Crurifarcimen

Scientific classification
- Kingdom: Animalia
- Phylum: Arthropoda
- Subphylum: Myriapoda
- Class: Diplopoda
- Order: Spirobolida
- Family: Pachybolidae
- Genus: Crurifarcimen Enghoff, 2011
- Species: C. vagans
- Binomial name: Crurifarcimen vagans Enghoff, 2011

= Crurifarcimen =

- Genus: Crurifarcimen
- Species: vagans
- Authority: Enghoff, 2011
- Parent authority: Enghoff, 2011

Genus of millipedes

Crurifarcimen is a monotypic genus of millipedes containing the single species Crurifarcimen vagans. Its common name is wandering leg sausage. This millipede is endemic to Tanzania, where it is known only from the Usambara Mountains. It was formally described in 2011 and placed in a newly erected genus of its own. It was declared one of the world's top 10 new species of 2012 by Arizona State University's International Institute for Species Exploration.

==Description==
This millipede is made up of usually 56 (sometimes 54 to 57) ringlike abdominal segments, each with two pairs of legs, for a total of usually 112 legs. The largest specimens are about 16 cm long. They are approximately 14–16 mm wide. The body is light brown, sometimes darker, and the head, legs, and other parts are brownish yellow. The body segments are smooth, and the male tends to have a shinier body surface than the female.
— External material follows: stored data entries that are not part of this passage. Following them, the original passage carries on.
PR #904, opened 2020-01-30
SceneDebugger update

Jannify:
A few changes to the SceneDebugger:

- Changed global position and rotation to a read-only field
- Changed rotation value fields from quaternion to euler-angles
- Added an option to filter (System/mscorlib and UnityEngine) the "invokable" methods
- Reordered transform values
- Position of all Debuggers resets if the F7 key is pressed to prevent loosing the window
- Bug fixes

grafik
grafik

### DIFF
--- a/NitroxClient/MonoBehaviours/NitroxDebugManager.cs
+++ b/NitroxClient/MonoBehaviours/NitroxDebugManager.cs
@@ -1,5 +1,4 @@
-﻿using System;
-using System.Collections.Generic;
+﻿using System.Collections.Generic;
 using NitroxClient.Debuggers;
 using NitroxModel.Logger;
 using UnityEngine;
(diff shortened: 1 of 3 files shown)


NitroxClient/MonoBehaviours/NitroxDebugManager.cs
```diff
@@ -84,7 +84,8 @@ public void ToggleDebugging()
             {
                 UWE.Utils.PopLockCursor();
                 HideDebuggers();
-            }
+                Debuggers.ForEach(debugger => debugger.ResetWindowPosition());
```
Measurity: Use `foreach` to because functional-style programming should not cause side-effects

MarijnS95: @Measurity In this case I beg to differ; `ForEach` has no return value (unlike `.Select` or other aggregation helpers) meaning it is really only useful when causing side-effects.

Measurity: Because the designers of the C# language think it was a bad design on their part to include `ForEach` which is why it is not on an `IEnumerable<>`.

https://docs.microsoft.com/en-us/archive/blogs/ericlippert/foreach-vs-foreach

MarijnS95: But assigning to a temporary or writing a (usually "long") LINQ expression within a `foreach ()` doesn't look that neat IMO, though in this case where no other transforms are used I agree.

Besides, I'm certain Nitrox has functional code _somewhere_ (outside of `.ForEach`) that causes side-effects - likely written by me. Convenience and readability dominate paradigm :man_shrugging:

PR #905, opened 2020-01-30
Allow rebuilding data for version changes

Coding-Hen:
Rebuilds the data that the version has changed on without having to recreate the whole save file when certian areas don't deserialise.


Measurity:
We should be able to serialize/deserialize without having a "save incompatibility". As long as we're only adding new fields (ProtoMember) after existing fields.

Can you test if `Serializer.SerializeWithLengthPrefix(stream, saveHeader, PrefixStyle.Base128, 1);` should work for us (since we're serializing multiple times per stream).

In short: Try read saves anyway (by using different serialize method) even if version doesn't match up.

PR #1283, opened 2020-11-17
Gun fixed

killzoms:
made so that progress isn't lost if I disappear/get distracted

Current Status:

- [x] Gun fully Spawning
- [ ] FPS stabilized
    - [ ] locate key source of FPS issues


killzoms:
Average FPS around the Gun = 2-3 FPS

PR #1286, opened 2020-11-21
Initial Infection not set to Cured by default.

MrPurple6411:
Set the default infection level to 0.1f to match the value set by vanilla game on first launch.

End result:

New players now start the game as NOT Infected but also Not Cured as in the vanilla game.

### DIFF
--- a/NitroxClient/GameLogic/InitialSync/PlayerInitialSyncProcessor.cs
+++ b/NitroxClient/GameLogic/InitialSync/PlayerInitialSyncProcessor.cs
@@ -66,17 +66,14 @@ namespace NitroxClient.GameLogic.InitialSync
         {
             if (statsData != null)
             {
-                using (packetSender.Suppress<PlayerStats>())
+                Player.main.oxygenMgr.AddOxygen(statsData.Oxygen);
+                Player.main.liveMixin.health = statsData.Health;
+                Player.main.GetComponent<Survival>().food = statsData.Food;
+                Player.main.GetComponent<Survival>().water = statsData.Water;
+                Player.main.infectedMixin.SetInfectedAmount(statsData.InfectionAmount);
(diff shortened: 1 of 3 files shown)


NitroxServer-Subnautica/App.config
```diff
@@ -16,7 +16,7 @@
         <add key="StartHealth" value="80" />
         <add key="StartFood" value="50.5" />
         <add key="StartWater" value="90.5" />
-        <add key="StartInfection" value="0" />
+        <add key="StartInfection" value="0.1" />
```
Sunrunner37, line 19: Let's add a comment to both of these specifying why 0.1 is required.

MrPurple6411: Left a comment at the second location as the App.config cannot have comments in it.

The millipede lives in rotting wood in mountain forest habitat. The female builds a capsule-like nest roughly 8 mm wide out of earth. Little else is known about the ecology of this species or others of its tribe.

Though it has been reported to be the world's largest millipede, this is erroneous, because the giant African millipede (Archispirostreptus gigas) can grow much larger, over 38 cm. It is, though, the largest millipede known from the Eastern Arc Range, a biodiversity hotspot which includes Tanzania's Usambara Mountains.

==Taxonomy==
The name of the new genus, Crurifarcimen, can be broken down to crus (leg) and farcimen (sausage), while the species name vagans translates to "wandering" or "itinerant", hence the full name's meaning, "the itinerant sausage with feet". This inspired the simpler common name wandering leg sausage.